Ja da sollen noch reichlich pflanzen rein.  eine Seerose ist auch schon drinnen und ein par schwimmpflanzen.
Aber da sollen auf jedenfall noch unterwasser pflanzen rein.


----------



## Carstenb (25. Juni 2013)

*AW: Unser Teich im Kleingarten*

Einen Sonnenbarsch kenne ich nicht.


----------



## Christine (25. Juni 2013)

*AW: Unser Teich im Kleingarten*

Hallo Carsten,

dann klick doch einfach mal auf das grüne Wort Sonnenbarsch oder benutze die Suchfunktion - wir sind ein Forum, da findet man viele Informationen 

Wie habt Ihr so einen großen Teich im Kleingarten durchgekriegt?


----------



## Carstenb (25. Juni 2013)

*AW: Unser Teich im Kleingarten*

Hallo, hab grad gelesen. Ein interessanter Fisch!!  das ist bei uns in der anlage kein problem. es gibt ja offiziell auch nicht mehr die regel das du von dem und von dem soviel haben darfst. und unsere anlage ist zwar ein eigetragener kleingartenverein aber auf privatem grund.


----------



## Carstenb (10. Aug. 2013)

*AW: Unser Teich im Kleingarten*

Habe neue bilder von Unserem Teich.


----------



## SimonGarden (10. Aug. 2013)

*AW: Unser Teich im Kleingarten*

Hallo. 

Ich habe eine Frage, da ich meinen Teich auch im Kleingarten baue.
Bei uns ist eine Teichgröße von 2x2m und 1m Tiefe im Kleingarten erlaubt. 
Also wenn man mal von der lächerlichen Gartenordnung ausgeht.
Das ist natürlich vollkommen sinnlos, da brauch ich keinen Teich bauen.
Wie ist das bei euch, bzw. wie hast du 48m2 genehmigt bekommen? 
Bei uns hat alles, was 5Jahre steht, Bestandschutz. Es darf in der Zeit halt nicht bemängelt worden sein. Auch muss ich sagen, mein "Kleingarten" hat fast 1000m2. Da hab ich eh etwas mehr Spielraum als andere. Ausserdem hab ich Randlage ohne Nachbar und der Teil mit dem Teich ist nicht einsehbar von aussen. 

Gruß Simon

PS: OK grade gelesen, du hattest es schon erklärt weiter oben


----------



## Auslogge 89 (11. Aug. 2013)

*AW: Unser Teich im Kleingarten*

Also das sieht doch mal richtig gut aus bei euch 

Haben auch einen Kleingarten, ich darf da aber nur bis max 8qm Teichfläche drin haben, da habt ihr wirklich sehr viel Glück!


----------



## jolantha (11. Aug. 2013)

*AW: Unser Teich im Kleingarten*



SimonGarden schrieb:


> Hallo.
> Ausserdem hab ich Randlage ohne Nachbar und der Teil mit dem Teich ist nicht einsehbar von aussen.
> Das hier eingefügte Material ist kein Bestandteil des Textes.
PR #1202, opened 2020-06-19
[3576] Preview tweaks

asmega:
### Context

- https://trello.com/c/lD6tJVsR/3576-s-publish-preview-functionality-should-match-find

 Simon , Du hast eben das Glück, daß das 11 te Gebot bei Dir passt :

*Du sollst Dich nicht erwischen lassen *


----------



## Gartenteichumbauer (11. Aug. 2013)

*AW: Unser Teich im Kleingarten*

Hi Jo,

Man weiß es nicht... 
- Bei uns gibt es Gartenbegehungen. Da wird auch der schönste Garten gewählt...
- Was nicht nach Vorschrift ist muß der Besitzer auf eigene Kosten zurückbauen, spätestens wenn er den Garten abgeben will. (Der Bestandsschutz wird dann aufgehoben.)
Bei 1000 m² ist es aber die Frage:
Drittelteilung 1 drittel Bebaut/ 1 drittel Freizeit/ 1 drittel Zier und Nutzgarten
- Da da vermutlich kein 333m² Haus draufsteht könnte man es evtl. der Bebauung zuordnen?

Grüße

Thomas


----------